You may specify more than one wildcard in old and in new. Janstat to stat, injanstat to instat, and subjan to sub ? means exactly one character, ? means exactly two characters, etc * in new corresponds with * in old and stands for the text that * in old matched. * means that zero or more characters go here. * in old selects the variables to be renamed. Rename all variables starting firm with Firmġ.

There is a number of keywords that may be used in this way, e.g., mean, median, std, min, max, or pctile, p(#) (for other values than the median). This is easily accomplished, provided that a variable indicates to which household each person belongs: In such a situation, you may wish to compute the household income, i.e., the sum of all individual incomes in each household. However, a common situation is that you have data which were collected on households, and in each household all adult persons were interviewed concerning, e.g., their individual income. Of course, this is something you will not normally wish to do.

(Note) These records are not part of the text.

PR #2849, opened 2026-02-11
feat(playbooks): add AI diagnose failure button for failed playbook runs

adityathebe:
Adds a **Diagnose Failure** button to the playbook run detail page when a run has failed.

resolves: https://github.com/flanksource/mission-control/issues/2744


moshloop:
@adityathebe make the button size consistent with rerun playbook

PR #2984, opened 2026-04-14
chore: reduce notification summary latency from repeated refetches

### LINKED ISSUE #2982: Increase cache staleTime for notification summary
/summary has high latency and stale age = 0.

adityathebe:
/notification/summary is relatively slow, and immediate staleness was triggering unnecessary refetches. This change keeps results fresh for a short window so users see faster loads and fewer redundant backend calls.


moshloop:
@adityathebe, I think we should make this an incremental refetch on a short window, and full refetch every 5m, ideally this should even be realtime

PR #2987, opened 2026-04-17
feat: add jobs summary page with drilldown

### LINKED ISSUE #2963: Properties to disable job
I think it'll be useful to stop some jobs from running via properties.

Yesterday, ProcessFallbackNotifications had a bug where it continuously emitted notifications.
Having the ability to stop just one job would have been very helpful in that case.

adityathebe:
resolves: https://github.com/flanksource/mission-control/issues/2963

## Summary by CodeRabbit

* **New Features**
  * Jobs history summary page with aggregated metrics (avg duration, counts), server-side sorting and pagination.
  * Per-job overrides dialog to view/edit job settings, including enable/disable toggle.
  * Drill-down settings page and navigation to view detailed job history with pagination and refresh.
  * Filters updated to optionally hide job-name selector and accept a default status filter.

### DIFF
--- a/src/App.tsx
+++ b/src/App.tsx
@@ -286,6 +286,10 @@ const JobsHistorySettingsPage = dynamic(
   () => import("./components/JobsHistory/JobsHistorySettingsPage")
 );
 
+const JobsHistoryDrilldownSettingsPage = dynamic(
+  () => import("./components/JobsHistory/JobsHistoryDrilldownSettingsPage")
+);
+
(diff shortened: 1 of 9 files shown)


moshloop:
@adityathebe can we do 3 dots instead of Manage so that the rows don't become so tall ?

adityathebe:
image

keeping the button as I think that looks better. I've reduced the row height.

image

PR #3011, opened 2026-04-30
feat: add scatter-plot timeline view for config changes

adityathebe:
Another approach here: https://github.com/flanksource/flanksource-ui/pull/3013


adityathebe:
https://github.com/flanksource/flanksource-ui/pull/3013

PR #5519, opened 2024-04-24
[GLUTEN-5525][BUILD] Run `mvn clean` fails if a spark profile is not specified

zhouyifan279:

Fix issue #5525

## How was this patch tested?
Run following command locally:
- `mvn clean`
- `mvn clean install -DskipTests`
- `mvn clean -Pbackends-velox -DskipTests`

### DIFF
--- a/pom.xml
+++ b/pom.xml
@@ -47,9 +47,14 @@
     <scala.binary.version>2.12</scala.binary.version>
     <scala.version>2.12.15</scala.version>
     <spark.major.version>3</spark.major.version>
-    <sparkbundle.version>3.2</sparkbundle.version>
+    <sparkbundle.version>3.4</sparkbundle.version>
     <spark.version>3.4.2</spark.version>
-    <sparkshim.artifactId>spark-sql-columnar-shims-spark32</sparkshim.artifactId>
+    <sparkshim.module.name>spark34</sparkshim.module.name>
+    <sparkshim.artifactId>spark-sql-columnar-shims-spark34</sparkshim.artifactId>
+    <iceberg.version>1.5.0</iceberg.version>
+    <delta.package.name>delta-core</delta.package.name>
+    <delta.version>2.4.0</delta.version>
+    <delta.binary.version>24</delta.binary.version>
     <celeborn.version>0.3.2-incubating</celeborn.version>
     <arrow.version>14.0.1</arrow.version>
     <uniffle.version>0.8.0</uniffle.version>
@@ -129,11 +134,9 @@
     </profile>
     <profile>
       <id>spark-3.2</id>
-      <activation>
-        <activeByDefault>true</activeByDefault>
-      </activation>
       <properties>
         <sparkbundle.version>3.2</sparkbundle.version>
+        <sparkshim.module.name>spark32</sparkshim.module.name>
         <sparkshim.artifactId>spark-sql-columnar-shims-spark32</sparkshim.artifactId>
         <spark.version>3.2.2</spark.version>
 	<iceberg.version>1.3.1</iceberg.version>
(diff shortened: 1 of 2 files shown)


pom.xml
```diff
@@ -129,11 +134,9 @@
     </profile>
     <profile>
       <id>spark-3.2</id>
-      <activation>
```
zhouyifan279, line 132: When profile java-8 is activated, all profiles that are active by default are automatically deactivated.
As a result, `delta.package.name` is undefined and we get a invalid artifactId in delta dependency.

Ref: https://maven.apache.org/guides/introduction/introduction-to-profiles.html#details-on-profile-activation

shims/pom.xml
```diff
@@ -68,31 +69,4 @@
       </plugins>
     </pluginManagement>
   </build>
-
-  <profiles>
```
zhouyifan279, line 72: Move into parent profiles

pom.xml
```diff
@@ -47,9 +47,14 @@
...
     <scala.version>2.12.15</scala.version>
     <spark.major.version>3</spark.major.version>
-    <sparkbundle.version>3.2</sparkbundle.version>
+    <sparkbundle.version>3.4</sparkbundle.version>
     <spark.version>3.4.2</spark.version>
-    <sparkshim.artifactId>spark-sql-columnar-shims-spark32</sparkshim.artifactId>
+    <sparkshim.module.name>spark34</sparkshim.module.name>
+    <sparkshim.artifactId>spark-sql-columnar-shims-spark34</sparkshim.artifactId>
+    <iceberg.version>1.5.0</iceberg.version>
+    <delta.package.name>delta-core</delta.package.name>
```
zhouyifan279, line 55: If run `mvn clean` without this line, `delta.package.name` is undefined and we get a invalid artifactId in delta dependency..
Because profile java-8 is activated and all profiles that are active by default are automatically deactivated.

Ref: https://maven.apache.org/guides/introduction/introduction-to-profiles.html#details-on-profile-activation

pom.xml
```diff
@@ -47,9 +47,14 @@
     <scala.binary.version>2.12</scala.binary.version>
     <scala.version>2.12.15</scala.version>
     <spark.major.version>3</spark.major.version>
-    <sparkbundle.version>3.2</sparkbundle.version>
+    <sparkbundle.version>3.4</sparkbundle.version>
```
zhztheplayer, line 50: Does it mean when no `-Pspark-<version>` specified, Spark 3.4 will be used by default? So the change includes a default version bump (from 3.2 to 3.4) for Spark?

zhouyifan279: @zhztheplayer Thanks for your review.  Yes, default Spark version will be changed.
PR #3727 already changed `spark.version` to 3.4.1 because reported security issue by local code scan. 
So I think it's better to make `sparkbundle.version` consistent with `spark.version`.

zhztheplayer (approved):
Thanks!

acvictor:
I think this PR breaks running `mvn versions:set -DnewVersion=<>`. It seems the command is not able to resolve the placeholder while updating the pom, or is there some specific way to do it? `mvn versions:set -DnewVersion=<> -Dsparkshim.module.name=spark34` does not update shims/spark34/pom.xml.

boneanxs:
> I think this PR breaks running `mvn versions:set -DnewVersion=<>`. It seems the command is not able to resolve the placeholder while updating the pom, or is there some specific way to do it? `mvn versions:set -DnewVersion=<> -Dsparkshim.module.name=spark34` does not update shims/spark34/pom.xml.

I also met the same issue, have you got any way to fix/bypass it? @acvictor

acvictor:
> > I think this PR breaks running `mvn versions:set -DnewVersion=<>`. It seems the command is not able to resolve the placeholder while updating the pom, or is there some specific way to do it? `mvn versions:set -DnewVersion=<> -Dsparkshim.module.name=spark34` does not update shims/spark34/pom.xml.
> 
> I also met the same issue, have you got any way to fix/bypass it? @acvictor

We just reverted this commit internally.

Note that each case (=row) in the dataset will have the same value in this variable, to wit, the total of all incomes. Will compute the sum of income over the entire dataset and will store the result in a new variable called tinc. Some Stata commands that may be useful for data transformation do not relate to a single row of the data, but rather to the dataset in its entirety. But you may also build it into the by prefix, as in:īysort country: some Stata commmand(s) Data transformation If this is not the case, you may use the sort command prior to executing the command beginning with by. Note, however, that this presupposes that the data are sorted by "country". Whatever is achieved by "some Stata command(s)" is accomplished separately for all groups defined by variable "country".

The general form to deal with by is to use it as a prefix. It is most useful for data transformations, but of course it may also be used to do analyses by subgroups. To do something not on the entire dataset, but rather on subgroups, keyword by is used. Multiple Imputation: Analysis and Pooling Steps.Confidence Intervals with ci and centile.Changing the Look of Lines, Symbols etc.